The orchestra, led by Andrew Litton, played beautifully. Usually I carp at ballet orchestras, but under the direction of Mr. Litton, the orchestra has become one of the most distinguished in its field. New York City Ballet: Swan Lake

— Barnett Serchuk, Broadway World


Beyond the usual power and conviction that the SSO often brings in performance, Litton layered in polish, balance and much welcome nuances in dynamics and tempo. If this concert is anything to go by, Litton should be on track for a long and happy partnership with the SSO. Singapore Symphony Orchestra: October/Bartok/Tchaikovsky

— Mervin Beng,


It was, ultimately, Litton’s and the players’ evening. Salome is an enormously complex and demanding score, boasting a gloriously lugubrious heckelphone, semi-crazed xylophone writing, and everything in between. Litton owned the opera’s sweep and architecture, and at the conclusion of a long, arduous season the Minnesota Orchestra honored his 15 years’ service with playing of thrilling commitment and viscerality. He will be a hard act to follow, whatever shape the orchestra’s summer programming (currently under discussion) takes in the future. Sommerfest; Strauss: Salome

— Terry Blain, StarTribune


The New York City Ballet orchestra, under the baton of Andrew Litton, has held up its side of the bargain. Seldom have I heard it play with such focused intensity, such assurance, and such clarity among the individual players, especially true in the chamber-music-like moments in the Fauré. Litton’s interpretation here is infused with a sense of wonder, even rapture. New York City Ballet: Emeralds

— Marina Harss, DanceTabs


Andrew Litton, Tuesday’s conductor and the company’s music director, isn’t invariably a natural accompanist. Mr. Litton keeps raising the City Ballet’s orchestral playing. Dance and music meet as shining equals. New York City Ballet; Allegro Brillante, Four Temperaments, Symphony in C

— Alastair Macaulay, New York Times


This is a perfect disc. This performance has passion, color, and drive aplenty. Prokofiev often indulges a deliberate simplicity, and Litton takes him at his word, never for a moment lapsing into artifice or affectation. A wonderful release.  Bergen Philharmonic; Prokofiev Symphonies No. 4 & 7

— David Hurwitz,


Wait till you hear the combination of Litton’s clear thinking and perfect pacing and the orchestra’s razor-sharp response . . . it reminds you why this Litton-Prokofiev cycle has been such a consistent pleasure. Bergen Philharmonic; Prokofiev Symphonies No. 4 & 7

— David Nice, BBC Radio 3


Litton’s mastery shows in the immediate contrasts of broad, epic opening and razor-sharp Allegro mechanics.

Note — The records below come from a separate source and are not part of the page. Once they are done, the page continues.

PR #365, opened 2026-05-01
fix: skip noon pose image when engine starts after noon

MateoLostanlen:
- Engine used to send the daily pose image immediately at startup whenever it booted after 12:00, since `last_pose_image_sent` was None and the `now >= today_noon` branch fired on the first inference call.
- Some stations reboot every night, so on next-day startup they would capture and upload a dark/empty night-time pose image — useless data.
- Anchor `last_pose_image_sent` at engine construction so the schedule only fires on a real noon crossing during the run; next noon after startup is the first send.
- Adds tests for startup-after-noon, noon crossing, and next-day noon.


fe51 (approved):
Hi @MateoLostanlen, thank you for this and for adding the relevant test cases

He never rushes, and allows the theatrical contrasts to speak for themselves. Bergen Philharmonic; Prokofiev Symphonies No. 4 & 7

— David Nice, BBC Music Magazine


New York City Ballet’s four-week fall season has belonged primarily to its music director, Andrew Litton…familiar scores have returned with new immediacy. Details of orchestral phrasing have registered keenly, with a wealth of color; he gives many scores a strong pulse. For years, the best orchestral playing in American ballet has belonged outside New York; but this may well now be changing.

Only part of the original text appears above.